Wednesday, September 16, 2009
In Memoriam
I've been reading Tennyson and various other poets thinking about the recent death of my old friend Kris Bristow and the death two years ago of Craig Duvelius. Kris died from a sudden illness and Craig from an accidental overdose. I was reading Howl earlier and was struck by the first few lines of one of my favorite poems of all time.
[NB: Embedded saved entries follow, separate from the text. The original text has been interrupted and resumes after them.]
PR #35531, opened 2026-05-01
feat(testing)!: deprecate the @nx/cypress:cypress executor

FrozenPandaz:
## Current Behavior

The `@nx/cypress:cypress` executor runs silently with no signal that it's slated for removal. Users running `nx g @nx/cypress:configuration` or `nx g @nx/cypress:component-configuration` on workspaces that don't have `@nx/cypress/plugin` registered get executor-based `e2e` (or `component-test`) targets scaffolded into their `project.json` with no warning.

The `@nx/cypress:cypress` executor is a thin wrapper over the Cypress CLI. The `@nx/cypress/plugin` inferred plugin produces equivalent `e2e` and `component-test` targets directly from `cypress.config.*`, and `nx g @nx/cypress:convert-to-inferred` is the one-shot migration tool to move existing executor-based targets onto the inferred plugin.

## Expected Behavior

The `@nx/cypress:cypress` executor is marked as deprecated for removal in Nx v24. Users see the deprecation message on three surfaces:

- **Runtime warning** at the top of `cypress.impl.ts` — fires every executor invocation, no throttling.
- **Scaffold-time warning** in `configuration.ts` and `component-configuration.ts` — fires when the generators are about to emit an executor-based target (i.e., when `@nx/cypress/plugin` isn't in `nx.json`).
- **Schema-root `x-deprecated`** on `executors/cypress/schema.json` — surfaces in IDE / docs metadata.

All three messages link to the general convert-to-inferred guide at https://nx.dev/docs/guides/tasks--caching/convert-to-inferred.

The `@nx/cypress` package itself, the `@nx/cypress/plugin` inferred plugin, the `configuration` and `component-configuration` scaffolding generators, and the `convert-to-inferred` migration tool all **remain supported**. Only the `:cypress` executor is deprecated. Removal is targeted for v24; this PR is warnings only, no behavior removal.

The PR title uses `feat!` so the deprecation surfaces in the v23 changelog / release notes; individual commits stay `chore` / `docs` / `fix` for clean per-commit history.

### Internal usage / dogfood note

`graph/client-e2e/project.json` uses `@nx/cypress:cypress` and is **intentionally not migrated** in this PR. Hitting the deprecation warning on every internal CI run is the team's continuous dogfood signal that the migration tool, the wording, and the suggested path actually work. If it's painful for us, it's painful for users; that pressure should drive iteration on `convert-to-inferred`. The internal project will be migrated alongside the v24 removal PR (or earlier if the warning becomes legitimately disruptive).

### Surfaces explicitly NOT touched

- Framework-specific cypress component-testing generators (angular / react / next / remix) — unchanged.
- The Angular `ng-add` e2e migrator — unchanged.
- `migrations.json` — no migration entry. Runtime warnings + docs are enough.
- `npm deprecate` — not run; the package isn't deprecated, only the executor.
- Cypress-specific docs page — no per-plugin convert-to-inferred page exists for any other plugin (Detox, Playwright, etc.). Pointing the warnings at the general guide keeps that consistent and avoids one more page to maintain.

### Test plan

- [x] `pnpm nx build cypress` passes.
- [ ] `pnpm nx test cypress` — verify no regressions from the new warning calls.
- [ ] Verify the runtime warning fires when running `nx e2e <project>` on a project that uses the executor (e.g., `graph/client-e2e`).
- [ ] Verify the scaffold-time warning fires on `nx g @nx/cypress:configuration` / `:component-configuration` in a workspace without `@nx/cypress/plugin`.
- [ ] Verify `convert-to-inferred` still works end-to-end as the migration path.

## Related Issue(s)

Fixes NXC-4264

This PR follows the canonical executor-deprecation pattern documented in Linear NXC-4422, established by the `@nx/detox` executor deprecation (NXC-4272 / nrwl/nx#35529).

Related Linear context:

- **NXC-4422** — Pattern: executor deprecation (canonical reference).
- **NXC-4272** / **nrwl/nx#35529** — `@nx/detox` executor deprecation, the reference implementation.
- **NXC-4420** — Nx core: surface schema-root `x-deprecated` on executors at runtime. Once landed, the explicit `logger.warn` in this PR becomes redundant.


AgentEnder (approved):
Should we be deprecating the `addPlugins` nx json flag too?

Excerpt from Howl by Allen Ginsberg:
Excerpt from Howl by Allen Ginsberg:
For Carl Solomon
I saw the best minds of my generation destroyed by madness,
starving hysterical naked,
dragging themselves through the negro streets at dawn looking
for an angry fix,
angelheaded hipsters burning for the ancient heavenly
connection to the starry dynamo in the machinery of night,
who poverty and tatters and hollow-eyed and high sat up smoking
in the supernatural darkness of cold-water flats floating
across the tops of cities contemplating jazz,
who bared their brains to Heaven under the El and saw
Mohammedan angels staggering on tenement roofs illuminated,
who passed through universities with radiant cool eyes
hallucinating Arkansas and Blake-light tragedy among the
scholars of war,
who were expelled from the academies for crazy & publishing
obscene odes on the windows of the skull,
......
incomparable blind streets of shuddering cloud and lightning in
the mind leaping toward poles of Canada & Paterson, illuminating
all the motionless world of Time between,
Peyote solidities of halls, backyard green tree cemetery dawns,
wine drunkenness over the rooftops, storefront boroughs of
teahead joyride neon blinking traffic light, sun and moon and
tree vibrations in the roaring winter dusks of Brooklyn, ashcan
rantings and kind king light of mind,
......
who talked continuously seventy hours from park to pad to bar
to Bellevue to museum to the Brooklyn Bridge,
a lost battalion of platonic conversationalists jumping
down the stoops off fire escapes off windowsills of Empire
State out of the moon,
yacketayakking screaming vomiting whispering facts and memories
and anecdotes and eyeball kicks and shocks of hospitals and jails
and wars,
whole intellects disgorged in total recall for seven days and
nights with brilliant eyes, meat for the Synagogue cast on the
pavement,
who vanished into nowhere Zen New Jersey leaving a trail of
ambiguous picture postcards of Atlantic City Hall,
_______________________________________________________________________________
As you know, the poem itself is very long. Certain lines just strike me today.
Like these:
who drove crosscountry seventytwo hours to find out if I had a
vision or you had a vision or he had a vision to find out Eternity,
who journeyed to Denver, who died in Denver, who came back to
Denver & waited in vain, who watched over Denver & brooded &
loned in Denver and finally went away to find out the Time, &
now Denver is lonesome for her heroes,
who fell on their knees in hopeless cathedrals praying for each
other's salvation and light and breasts, until the soul
illuminated its hair for a second,
________________________________________________________________________________
Obviously, the Denver lines are about Neal Cassady. He's one of my favorites also.